## The problem
From the entries, copy every line that carries the string "SoCs".

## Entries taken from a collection
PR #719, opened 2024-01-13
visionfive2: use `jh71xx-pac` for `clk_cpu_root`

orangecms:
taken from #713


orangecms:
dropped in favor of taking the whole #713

==

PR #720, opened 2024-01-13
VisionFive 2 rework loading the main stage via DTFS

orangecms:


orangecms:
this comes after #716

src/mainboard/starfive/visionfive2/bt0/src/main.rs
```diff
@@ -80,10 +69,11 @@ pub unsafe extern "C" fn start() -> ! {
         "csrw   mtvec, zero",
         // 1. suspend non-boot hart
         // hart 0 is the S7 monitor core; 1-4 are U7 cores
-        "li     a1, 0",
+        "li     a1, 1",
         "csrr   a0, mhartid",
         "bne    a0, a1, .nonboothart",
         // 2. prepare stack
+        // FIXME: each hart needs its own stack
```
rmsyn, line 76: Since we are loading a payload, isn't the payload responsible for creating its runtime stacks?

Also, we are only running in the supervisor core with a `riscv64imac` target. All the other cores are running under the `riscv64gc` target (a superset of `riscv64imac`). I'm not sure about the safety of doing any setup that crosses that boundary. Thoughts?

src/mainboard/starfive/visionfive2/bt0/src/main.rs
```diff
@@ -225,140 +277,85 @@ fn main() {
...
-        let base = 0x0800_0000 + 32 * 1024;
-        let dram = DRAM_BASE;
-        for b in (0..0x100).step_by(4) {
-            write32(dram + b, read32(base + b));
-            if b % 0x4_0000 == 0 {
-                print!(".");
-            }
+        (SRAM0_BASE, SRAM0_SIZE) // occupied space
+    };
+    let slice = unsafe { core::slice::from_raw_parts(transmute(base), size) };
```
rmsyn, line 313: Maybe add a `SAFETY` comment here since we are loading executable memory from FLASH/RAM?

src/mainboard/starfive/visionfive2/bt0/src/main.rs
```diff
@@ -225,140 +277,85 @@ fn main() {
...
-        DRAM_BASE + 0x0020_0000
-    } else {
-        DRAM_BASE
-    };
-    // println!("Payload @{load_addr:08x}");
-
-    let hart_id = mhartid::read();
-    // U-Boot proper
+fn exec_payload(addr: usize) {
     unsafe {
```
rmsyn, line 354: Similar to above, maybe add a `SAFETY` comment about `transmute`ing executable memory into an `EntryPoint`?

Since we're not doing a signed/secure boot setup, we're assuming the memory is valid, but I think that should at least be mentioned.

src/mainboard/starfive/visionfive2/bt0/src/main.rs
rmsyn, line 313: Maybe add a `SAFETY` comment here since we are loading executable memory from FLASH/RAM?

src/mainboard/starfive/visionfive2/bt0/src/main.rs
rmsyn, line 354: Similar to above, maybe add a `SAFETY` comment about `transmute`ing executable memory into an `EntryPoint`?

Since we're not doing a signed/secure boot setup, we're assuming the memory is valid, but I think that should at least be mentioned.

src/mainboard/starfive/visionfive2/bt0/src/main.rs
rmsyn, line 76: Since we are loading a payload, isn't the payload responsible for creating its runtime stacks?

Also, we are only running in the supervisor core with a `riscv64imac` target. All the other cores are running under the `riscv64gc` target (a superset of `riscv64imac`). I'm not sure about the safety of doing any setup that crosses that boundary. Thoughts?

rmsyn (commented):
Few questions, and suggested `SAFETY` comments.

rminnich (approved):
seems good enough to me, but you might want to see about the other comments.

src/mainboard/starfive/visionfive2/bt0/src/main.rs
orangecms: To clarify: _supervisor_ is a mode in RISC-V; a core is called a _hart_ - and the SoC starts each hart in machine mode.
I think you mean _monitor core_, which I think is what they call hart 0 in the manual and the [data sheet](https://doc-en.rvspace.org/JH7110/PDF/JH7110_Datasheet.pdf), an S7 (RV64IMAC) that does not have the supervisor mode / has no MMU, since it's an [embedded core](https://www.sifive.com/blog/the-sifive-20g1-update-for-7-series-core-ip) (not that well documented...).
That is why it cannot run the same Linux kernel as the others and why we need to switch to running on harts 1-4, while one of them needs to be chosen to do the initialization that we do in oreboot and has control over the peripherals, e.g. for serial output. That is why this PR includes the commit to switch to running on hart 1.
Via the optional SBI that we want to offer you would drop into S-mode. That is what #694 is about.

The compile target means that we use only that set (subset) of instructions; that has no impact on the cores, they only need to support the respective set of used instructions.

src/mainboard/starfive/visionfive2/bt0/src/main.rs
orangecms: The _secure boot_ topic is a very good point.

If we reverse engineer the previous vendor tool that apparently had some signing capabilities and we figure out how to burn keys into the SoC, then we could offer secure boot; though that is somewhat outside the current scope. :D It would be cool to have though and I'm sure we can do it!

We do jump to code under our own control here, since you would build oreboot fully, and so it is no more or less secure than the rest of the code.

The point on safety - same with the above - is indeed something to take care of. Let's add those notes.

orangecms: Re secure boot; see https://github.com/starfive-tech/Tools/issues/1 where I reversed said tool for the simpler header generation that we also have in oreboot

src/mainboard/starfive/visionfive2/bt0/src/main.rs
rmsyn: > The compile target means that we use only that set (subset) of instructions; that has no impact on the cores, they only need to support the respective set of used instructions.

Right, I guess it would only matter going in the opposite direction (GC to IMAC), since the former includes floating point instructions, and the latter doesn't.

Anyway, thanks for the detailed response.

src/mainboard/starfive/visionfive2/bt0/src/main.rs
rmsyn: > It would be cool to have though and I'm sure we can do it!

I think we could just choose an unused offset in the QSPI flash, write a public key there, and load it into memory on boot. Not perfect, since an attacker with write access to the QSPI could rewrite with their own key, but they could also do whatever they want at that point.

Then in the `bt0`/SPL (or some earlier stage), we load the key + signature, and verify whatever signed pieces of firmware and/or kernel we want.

* * *

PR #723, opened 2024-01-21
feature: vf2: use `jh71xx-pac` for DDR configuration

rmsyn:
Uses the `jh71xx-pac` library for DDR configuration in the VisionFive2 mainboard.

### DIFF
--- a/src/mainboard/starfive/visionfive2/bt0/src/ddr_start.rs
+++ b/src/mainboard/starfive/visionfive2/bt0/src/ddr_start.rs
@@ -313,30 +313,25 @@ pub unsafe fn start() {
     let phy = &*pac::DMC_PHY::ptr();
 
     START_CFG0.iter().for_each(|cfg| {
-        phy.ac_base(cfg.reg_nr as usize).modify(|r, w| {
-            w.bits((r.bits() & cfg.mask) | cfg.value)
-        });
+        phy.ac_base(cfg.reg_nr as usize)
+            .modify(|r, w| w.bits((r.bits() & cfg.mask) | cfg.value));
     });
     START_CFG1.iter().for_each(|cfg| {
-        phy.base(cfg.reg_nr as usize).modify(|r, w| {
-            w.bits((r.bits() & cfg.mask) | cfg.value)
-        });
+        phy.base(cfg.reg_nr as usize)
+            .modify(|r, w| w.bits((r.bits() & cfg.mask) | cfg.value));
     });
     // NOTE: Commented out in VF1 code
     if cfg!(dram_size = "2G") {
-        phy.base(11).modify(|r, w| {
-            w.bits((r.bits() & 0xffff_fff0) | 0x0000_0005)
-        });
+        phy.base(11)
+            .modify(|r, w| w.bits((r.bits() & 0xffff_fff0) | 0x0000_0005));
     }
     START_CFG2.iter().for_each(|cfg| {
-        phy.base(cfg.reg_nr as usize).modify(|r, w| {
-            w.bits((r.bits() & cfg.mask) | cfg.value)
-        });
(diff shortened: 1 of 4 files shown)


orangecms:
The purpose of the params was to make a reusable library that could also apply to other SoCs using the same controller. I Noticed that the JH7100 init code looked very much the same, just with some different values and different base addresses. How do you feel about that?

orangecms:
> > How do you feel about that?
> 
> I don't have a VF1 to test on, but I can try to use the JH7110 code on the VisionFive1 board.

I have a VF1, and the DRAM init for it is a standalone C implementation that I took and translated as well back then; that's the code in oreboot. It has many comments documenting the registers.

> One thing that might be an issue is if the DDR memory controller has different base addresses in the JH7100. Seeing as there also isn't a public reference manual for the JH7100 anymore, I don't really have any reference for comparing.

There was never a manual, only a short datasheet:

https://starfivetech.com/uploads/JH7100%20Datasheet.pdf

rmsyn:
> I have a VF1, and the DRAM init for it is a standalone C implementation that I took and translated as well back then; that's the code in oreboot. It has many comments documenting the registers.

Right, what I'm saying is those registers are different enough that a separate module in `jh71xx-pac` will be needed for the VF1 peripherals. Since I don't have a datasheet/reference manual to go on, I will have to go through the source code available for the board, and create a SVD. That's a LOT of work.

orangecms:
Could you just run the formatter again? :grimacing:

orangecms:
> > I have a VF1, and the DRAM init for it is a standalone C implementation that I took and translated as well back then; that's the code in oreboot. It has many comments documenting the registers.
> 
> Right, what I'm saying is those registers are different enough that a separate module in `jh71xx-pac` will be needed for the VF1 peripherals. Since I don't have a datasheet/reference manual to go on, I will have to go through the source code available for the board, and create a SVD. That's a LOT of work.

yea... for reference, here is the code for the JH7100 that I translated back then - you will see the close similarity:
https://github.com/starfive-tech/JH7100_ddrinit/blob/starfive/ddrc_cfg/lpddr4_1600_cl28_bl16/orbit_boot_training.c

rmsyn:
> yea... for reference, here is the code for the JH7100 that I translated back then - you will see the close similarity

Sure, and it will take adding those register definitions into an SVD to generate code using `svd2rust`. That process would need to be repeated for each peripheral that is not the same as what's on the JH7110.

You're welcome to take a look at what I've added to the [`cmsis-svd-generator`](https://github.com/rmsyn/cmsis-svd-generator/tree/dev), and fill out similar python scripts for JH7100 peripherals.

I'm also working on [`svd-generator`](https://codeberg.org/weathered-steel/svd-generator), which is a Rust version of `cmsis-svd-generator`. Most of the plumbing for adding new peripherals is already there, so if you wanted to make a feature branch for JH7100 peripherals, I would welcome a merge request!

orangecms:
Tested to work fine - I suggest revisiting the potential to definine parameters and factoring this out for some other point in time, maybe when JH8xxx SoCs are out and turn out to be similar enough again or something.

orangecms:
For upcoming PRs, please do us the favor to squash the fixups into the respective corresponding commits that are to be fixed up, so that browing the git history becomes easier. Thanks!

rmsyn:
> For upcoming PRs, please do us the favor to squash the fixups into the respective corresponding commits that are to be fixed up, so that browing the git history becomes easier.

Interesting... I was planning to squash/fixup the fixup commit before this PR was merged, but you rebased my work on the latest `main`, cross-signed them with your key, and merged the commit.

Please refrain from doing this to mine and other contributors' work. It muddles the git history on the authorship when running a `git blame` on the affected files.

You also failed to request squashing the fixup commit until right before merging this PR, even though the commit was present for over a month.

## Task answer
The purpose of the params was to make a reusable library that could also apply to other SoCs using the same controller. I Noticed that the JH7100 init code looked very much the same, just with some different values and different base addresses. How do you feel about that?
Tested to work fine - I suggest revisiting the potential to definine parameters and factoring this out for some other point in time, maybe when JH8xxx SoCs are out and turn out to be similar enough again or something.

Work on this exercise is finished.